At the end of the financial year many business owners scramble to ensure they are maximising their deductions and therefore minimising the tax they have to pay.
These days, it is common for business owners to operate from home to save costs, but they often overlook the biggest tax deduction available to them – the cost of running a home office!
There are two types of home based businesses:
1. A business that is run at home – You do most of your work from home and clients also visit you at your home, e.g. an accountant;
OR
2. A business that is run from home – You perform most of your services at clients’ sites, but administer your business from home and do not have an alternate business site, e.g. a plumber.
No matter what type you fall into, or if you simply have a home office that you use when you bring work home, you may be able to claim a portion of the running costs.
Home based business running costs usually include two different categories:
a) Occupancy costs, such as:
- rent/interest on your mortgage
- council rates
- water rates
- insurance premiums
b) Running costs, such as:
- electricity
- gas
- telephone
- depreciation on office furniture and home furnishings
- cleaning
- repair
- internet access
- stationery
Typically, when you have an area or room that is specifically used for running your business, you calculate the percentage of floor space that the room occupies of the house. You then use this percentage to claim a portion of the above home expenses as a tax deduction.

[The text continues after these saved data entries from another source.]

PR #1062, opened 2023-11-04
Add new method QPDFObjectHandle::force

m-holger:
Proposed change for qpdf 12.

Requiring that non-compliant operations are explicitly flagged has two benefits:

- it helps with the transparent transition to a more strongly type object handle.

- it helps with avoiding the need to repeatedly check the same structures.

### DIFF
--- a/include/qpdf/QPDFObjectHandle.hh
+++ b/include/qpdf/QPDFObjectHandle.hh
@@ -308,6 +308,17 @@ class QPDFObjectHandle
     QPDF_DLL
     bool isSameObjectAs(QPDFObjectHandle const&) const;
 
+    // Indicate that the object handle is about to be used in a way that violates the PDF
+    // specification. For example, use:
+    //   qpdf.getRoot().replaceKey("/Pages", "<< /Type /Pages /Kids [] /Count 0>>\n"_qpdf.force());
+    // to indicate that you are deliberately using a direct object where the specification requires
+    // an indirect object. For future compatibility with qpdf 12.x.
+    QPDFObjectHandle
+    force() const noexcept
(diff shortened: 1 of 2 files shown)


jberkenbilt:
This will require some discussion. A vast number of PDF files in the wild don't conform to the PDF specification. qpdf doesn't care/know about most aspects of the PDF specification.

m-holger:
The key here is that the behavior for invalid files/operations is undefined. Therefore qpdf can continue to ignore violations that it does not care about. 

However, for features that qpdf does care about it allows qpdf to enforce the condition. At the moment it is perfectly legal to write
```c++
page.replaceKey("/MediaBox", "/Green"_qpdf);
page.replaceKey("/Type", "42"_qpdf);
```
The proposed change would allow qpdf to decide to disallow the above code without it being an API change and therefore requiring a major version change

m-holger:
Of course, the user would be free to write
```c++
page.replaceKey("/MediaBox", "/Green"_qpdf.force());
page.replaceKey("/Type", "42"_qpdf.force());
```
and live with the consequences.

jberkenbilt:
I'm not really ready to consider this yet. I'd have to see some good use cases. We still have the possibility of objects being in multiple places, being moved around, being created out of context and attached to objects, etc. Also, I consider making things that were previously valid to be API breaking even if it is not literally so in the shared library sense.

jberkenbilt:
I don't want to take this change. It moves qpdf in a direction I don't want to go. I also think the abstraction is enforced in the wrong place. I'm happy to discuss, but I see adding this kind of checking to qpdf as low priority.

PR #1067, opened 2023-11-18
Reduce copying of Buffer contents

m-holger:
Pl_Buffer objects are frequently used to build strings. To allow this without unnecessary copying, use std::string for internal storage to allow strings to be created by moving the Pl_Buffer content. 

Add the option to create a Buffer from a std::string&&.

Read stream content in a single read to avoid repeated copying of the Pl_Buffer content as the capacity of the internal string/vector grows.

### DIFF
--- a/libqpdf/QPDF_Stream.cc
+++ b/libqpdf/QPDF_Stream.cc
@@ -216,29 +216,28 @@ QPDF_Stream::getStreamJSON(
     auto dict = this->stream_dict;
     JSON result = JSON::makeDictionary();
     if (json_data != qpdf_sj_none) {
-        std::shared_ptr<Buffer> buf;
+        Pl_Discard discard;
+        Pl_Buffer buf_pl{"stream data"};
+        // buf_pl contains valid data and is ready for retrieval of the data.
+        bool buf_pl_ready = false;
         bool filtered = false;
         bool filter = (decode_level != qpdf_dl_none);
         for (int attempt = 1; attempt <= 2; ++attempt) {
-            Pl_Discard discard;
-            std::shared_ptr<Pl_Buffer> buf_pl;
-            Pipeline* data_pipeline = nullptr;
+            Pipeline* data_pipeline = &discard;
             if (json_data == qpdf_sj_file) {
                 // We need to capture the data to write
-                buf_pl = std::make_shared<Pl_Buffer>("stream data");
-                data_pipeline = buf_pl.get();
-            } else {
-                data_pipeline = &discard;
+                data_pipeline = &buf_pl;
             }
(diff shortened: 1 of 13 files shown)


libqpdf/QPDF_Stream.cc
```diff
@@ -216,29 +216,27 @@ QPDF_Stream::getStreamJSON(
...
+            if (!succeeded || (filter && !filtered)) {
                 // Try again
                 filter = false;
                 decode_level = qpdf_dl_none;
+                buf_pl.getString(); // reset buf_pl
             } else {
-                if (buf_pl.get()) {
-                    buf = buf_pl->getBufferSharedPointer();
+                if (json_data == qpdf_sj_file) {
+                    buf_pl_valid = true;
```
jberkenbilt, line 239: This is less safe than the original code. I think it's correct though. Now we're setting buf_pl_valid based on knowing here that we initialize it based on the same condition earlier. Before, it was setting it based on actually checking the validity of the pointer. The new code is less defensive and would be more likely to result in a crash if the code were changed. I think this is a difference in our coding styles.

libqpdf/QPDF_encryption.cc
```diff
@@ -1046,7 +1046,7 @@ QPDF::decryptStream(
     Pipeline*& pipeline,
     QPDFObjGen const& og,
     QPDFObjectHandle& stream_dict,
-    std::vector<std::shared_ptr<Pipeline>>& heap)
+    std::unique_ptr<Pipeline>& heap)
```
jberkenbilt, line 1049: Now it's not a heap anymore. It can only hold one item. Maybe change the name of the variable. I'd call it `decrypt_pipeline` and put a comment in the implementation stating that the caller needs to own the pointer to ensure that the pipeline lives until it's finished being used. (Where are rust lifetimes when you need them?)

jberkenbilt (changes requested):
One minor suggestion about the name change.

libqpdf/QPDF_Stream.cc
m-holger: I changed buff_pl to a Pl_Buff rather than a shared_ptr<Pl_Buff>, so the object itself will always be valid. Perhaps rename to buf_pl_ready to express that buf_pl.finish() has been called and valid data can be retrieved?

libqpdf/QPDF_encryption.cc
m-holger: Will do.

m-holger: Updated.

jberkenbilt (approved):

PR #1070, opened 2023-11-22
Change default for SF_FlateLzwDecode::columns to 1

m-holger:
Current value is different from the default specified in table 8 of the PDF spec.

Test file is png-filters.pdf with the /Columns entries removed. The file uses /Columns 32 rather that /Columns 1, but I don't know how to generate a test file that genuinely uses /Columns 1.


jberkenbilt:
Hopefully I can catch up on PRs over the break (Thanksgiving here in the US). I'd be grateful for another note indicating which PRs you consider to be ready to go. I really want to start the pages work. Something has come up that has pulled time away I expected to have for this, but I hope to have it resolved in a few weeks. It is very unlikely that I will have anything in time for the Ubuntu 24.04 feature freeze. I would like to focus on stability and make sure that version will be good for long-term support.

I may be able to hand-create a file with /Columns 1 and test it out, but I haven't looked at this part of the spec for ages and don't have it in my head.

m-holger:
I have added the same file with /Columns explicitly set to 1 for comparison.

jberkenbilt (approved):
I'm okay with this and the testing strategy.

PR #1071, opened 2023-11-23
For 'FUTURE' builds add "(Future)" to version string

m-holger:
Also, change so version to 0.


jberkenbilt:
I will do this but in a different way.

jberkenbilt:
Closing in favor of #1081

PR #1080, opened 2023-12-15
Fix option reference in cli.rst

joram-berger:
To reference another command line option description, `:qpdf:ref:` is needed instead of `:qpdf:option:` which is not resolved properly in the HTML documentation.


jberkenbilt:
Thanks. I'll take a look.

jberkenbilt:
Thanks for the fix.

jberkenbilt:
I merged this manually. Stable is a doc branch.

PR #1084, opened 2023-12-19
Zlib ng

jberkenbilt:
Make sure qpdf works with an alternative zlib.


jberkenbilt:
First push: work is incomplete. I want to make sure the zlib-ng tests fail in CI.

If you do not have an area that is used exclusively for business, you need to find an alternative way to measure what portion of your home expenses you can claim as business costs. The most common way to do this is to compare your costs prior to commencing business with your costs after commencing business, and identify what increases are as a result of running your business from home. Other alternatives may include keeping a diary or using the ATO’s predetermined annual rate, which is currently $0.26/hour of work performed.
But what about capital gains tax?
Many business owners are led to believe that if they don’t claim any of the occupancy or running costs in their home business, then they will not have to pay any capital gains tax. Unfortunately for those business owners, that is not the case.
A capital gain arises when you sell an asset, e.g. your home, for a greater amount than you purchased it for. Capital gains tax is therefore the tax on this gain. Normally, your home is exempt from capital gains tax. However, if you are running a business either at or from home, you may have to pay capital gains tax on a portion of the gain.
There are a number of specific exemptions from capital gains tax, or small business CGT concessions, that may apply which can help to minimise or eliminate any potential tax liability. You should ask your Accountant for tax advice specific to your personal situation. However, be wary if you get the old, ‘if you don’t claim the costs in your tax return you won’t have to pay capital gains tax’ answer, and consider getting a second opinion.